- [SUPPLIED MATERIAL]
Issue #1081, opened 2022-10-31
Add a method of either setting classes to a specific collection, or clearing all classes


davep:
I've run into one situation where I wanted to be able to clear all of the classes on a `Widget` and set them to a very specific selection -- no toggle or the like. Perhaps it's worth considering adding a mechanism for doing this? Either "set to this very specific collection", or "clear all classes".

willmcgugan:
Suggest `replace_classes` which takes class names as positional args. Without any args it is equievelent to clearing the classes. With args, it will set the classes to just those specified.

PR #2160, opened 2023-03-28
Set classes

willmcgugan:
Adds the ability to change / clear classes.

- Adds a setter for classes, which may be intuitive to some.
- Also adds explicit `set_classes`

Fixes https://github.com/Textualize/textual/issues/1081

### DIFF
--- a/CHANGELOG.md
+++ b/CHANGELOG.md
@@ -40,7 +40,7 @@ and this project adheres to [Semantic Versioning](http://semver.org/).
 - Added Screen.ModalScreen which prevents App from handling bindings. https://github.com/Textualize/textual/pull/2139
 - Added TEXTUAL_LOG env var which should be a path that Textual will write verbose logs to (textual devtools is generally preferred) https://github.com/Textualize/textual/pull/2148
 - Added textual.logging.TextualHandler logging handler
-- Added Query.set_classes DOMNode.set_classes and `classes` setter for Widget https://github.com/Textualize/textual/issues/1081
+- Added Query.set_classes, DOMNode.set_classes, and `classes` setter for Widget https://github.com/Textualize/textual/issues/1081
 
 ## [0.16.0] - 2023-03-22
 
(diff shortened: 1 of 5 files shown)


src/textual/dom.py
```diff
@@ -83,6 +83,26 @@ class NoScreen(DOMError):
     pass
 
 
+class _ClassesDescriptor:
```
willmcgugan, line 86: Mypy doesn't like it if you have a property where the setter and getter have different types. However, it is happy with a descriptor.

CHANGELOG.md
```diff
@@ -40,6 +40,7 @@ and this project adheres to [Semantic Versioning](http://semver.org/).
 - Added Screen.ModalScreen which prevents App from handling bindings. https://github.com/Textualize/textual/pull/2139
 - Added TEXTUAL_LOG env var which should be a path that Textual will write verbose logs to (textual devtools is generally preferred) https://github.com/Textualize/textual/pull/2148
 - Added textual.logging.TextualHandler logging handler
+- Added Query.set_classes DOMNode.set_classes and `classes` setter for Widget https://github.com/Textualize/textual/issues/1081
```
davep, line 43:
```suggestion
- Added Query.set_classes, DOMNode.set_classes, and `classes` setter for Widget https://github.com/Textualize/textual/issues/1081
```

src/textual/dom.py
```diff
@@ -888,6 +905,15 @@ def set_class(self, add: bool, *class_names: str) -> None:
         else:
             self.remove_class(*class_names)
 
+    def set_classes(self, classes: str | Iterable[str]) -> None:
```
davep, line 908: Perhaps this should return `self` so folk can chain calls?

davep (approved):
Text tweak and an idle question; but nothing of consequence form me. This looks super handy!

src/textual/dom.py
willmcgugan: It probably should. We don't have that on the other classes either.

rodrigogiraoserrao (approved):

PR #2172, opened 2023-03-30
Some docstrings for actions

darrenburns:
Some docstrings I had on a local branch on this machine.

### DIFF
--- a/src/textual/app.py
+++ b/src/textual/app.py
@@ -2382,11 +2382,20 @@ class App(Generic[ReturnType], DOMNode):
             pass
 
     async def action_add_class_(self, selector: str, class_name: str) -> None:
-        """Add a CSS class on the selected widget."""
+        """Add a CSS class on the selected widget.
+
+        Args:
+            selector: Selects the widget to add the class to.
+            class_name: The class to add to the selected widget.
+        """
         self.screen.query(selector).add_class(class_name)
 
     async def action_remove_class_(self, selector: str, class_name: str) -> None:
-        """Remove a CSS class on the selected widget."""
+        """Remove a CSS class on the selected widget.
+
+        Args:
+            selector: Selects the widget to remove the class from.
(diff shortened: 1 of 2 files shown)


src/textual/app.py
```diff
@@ -2375,18 +2375,22 @@ async def action_pop_screen(self) -> None:
...
 
     async def action_back(self) -> None:
+        """Go back to the previous screen (pop the current screen)."""
         try:
             self.pop_screen()
         except ScreenStackError:
             pass
 
     async def action_add_class_(self, selector: str, class_name: str) -> None:
+        """Add a CSS class on the selected widget."""
```
davep: Should probably add the `Args` while here.

src/textual/app.py
```diff
@@ -2375,18 +2375,22 @@ async def action_pop_screen(self) -> None:
...
         self.screen.query(selector).add_class(class_name)
 
     async def action_remove_class_(self, selector: str, class_name: str) -> None:
+        """Remove a CSS class on the selected widget."""
```
davep: Should probably add the `Args` while here.

src/textual/app.py
```diff
@@ -2375,18 +2375,22 @@ async def action_pop_screen(self) -> None:
...
         self.screen.query(selector).remove_class(class_name)
 
     async def action_toggle_class(self, selector: str, class_name: str) -> None:
+        """Toggle a CSS class on the selected widget."""
```
davep, line 2402: Should probably add the `Args` while here.

davep (approved):
Suggest adding `Args` where there are arguments, but otherwise good.

src/textual/app.py
darrenburns: Sorry, I meant to make this PR a draft.

davep: But I'm sure this will be a perfect PR and can be pre-approved. :-P

PR #2174, opened 2023-03-30
Add FAQ about some keys not making it to a Textual app

davep:
Mostly this is about things like Cmd and Alt key combinations not being available in some environments; I've attempted to word it as a catch-all for the issue, trying to drive people to using `textual keys` and ensuring they understand their environments, their users' environments, and finding the most portable combinations for their applications.

Also added `make faq` suppport.

### DIFF
--- a/FAQ.md
+++ b/FAQ.md
@@ -181,14 +181,28 @@ Textual can only ever support key combinations that are passed on by your
 terminal application. Which keys get passed on can differ from terminal to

- [REQUIRED WORK]
Among the lines of the data, some contain the word "semver". How many are there? Reply with the number alone.

- [SOLUTION TO THE PROBLEM]
2